What you have to do =>
Return the line that contains "Great idea! :)" plus every line after it to the end of the entries below, exactly as given, and stop there.

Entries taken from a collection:

PR #1641, opened 2020-04-05
Lagom: Add clang address/memory/undefined-behavior analyzer support

bgianfo:
Adding the ability to turn on Clang analyzer support in the Lagom build.
Right now the following are working warning free on the LibJS test suite:

 -DENABLE_MEMORY_SANITIZER:BOOL=ON

 -DENABLE_ADDRESS_SANITIZER:BOOL=ON

The following analyzer produces errors when running the LibJS test suite:

 -DENABLE_UNDEFINED_SANITIZER:BOOL=ON


awesomekling:
Great idea! :)

PR #1642, opened 2020-04-05
QuickShow: Checkerboard background for transparency

xTibor:
How this PR looks with light and dark themes:

Screenshot_20200405_125415


awesomekling:
Oh man, I love that you made it based on the palette instead of just a constant color :)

Your response =>
Great idea! :)

PR #1642, opened 2020-04-05
QuickShow: Checkerboard background for transparency

xTibor:
How this PR looks with light and dark themes:

Screenshot_20200405_125415


awesomekling:
Oh man, I love that you made it based on the palette instead of just a constant color :)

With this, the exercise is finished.